Here I am, in the present moment. The guard recognized me — he barely changed his expression, even when I tried to be friendly. They say you should win everyone in your work environment, but honestly, it's easier to spend an eight-hour shift without caring for anyone… just doing and going. Each time I make friends, it ends badly. This time will be different. I'll be normal — I'll force myself. No one here knows who I really am. Probably not even me. No… I won't fall again. I deny what happened before. It can't be true. With that deep emotional yet conscious conflict, I stepped into the locker room.

I changed, sprayed some deodorant, fixed my dry wavy hair, and practiced my professional fake smile. Time to meet my work colleagues. Although I'm not open for relationships yet, it still hurts deep in my roots. But at least it will be good to share my core empty presence with other lost souls like mine. Places gather similar people — is it the case here? I see old used gums… refreshing. I remembered my childhood, my primary school days, when they bullied me using gum in my hair.
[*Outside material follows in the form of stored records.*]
PR #199, opened 2020-10-17
Render claim notes

balderdash:

Notes is now a list, not a single string, so render it appropriately. Notes can be multiline, so I added a border between notes.

**Screenshots**
image

**Reviewer should merge**
* No

### DIFF
--- a/src/Components/ClaimNotes.tsx
+++ b/src/Components/ClaimNotes.tsx
@@ -9,12 +9,12 @@ import { dataStore } from "../transport/datastore";
 interface Props {
   claimIndex: number;
   task: Task;
-  notes: string;
+  notes: string[];
   cannedNotes: string[];
 }
 
 interface State {
-  notes: string;
+  newNote: string;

My own part could be my own enemy. Should I cut it off, or should I find my lost pieces? Enough unreal questions, Ethan. Now go back to reality.

I pinched my cheek, slapped my face, and used the old tap to wash my face. The cold metallic water felt like ice. Now I'm 99% ready. I feel good about this Mirage Hotel. My dream will start here… or at least, that's what I thought.

Me, Ethan Dayman — the night shift receptionist.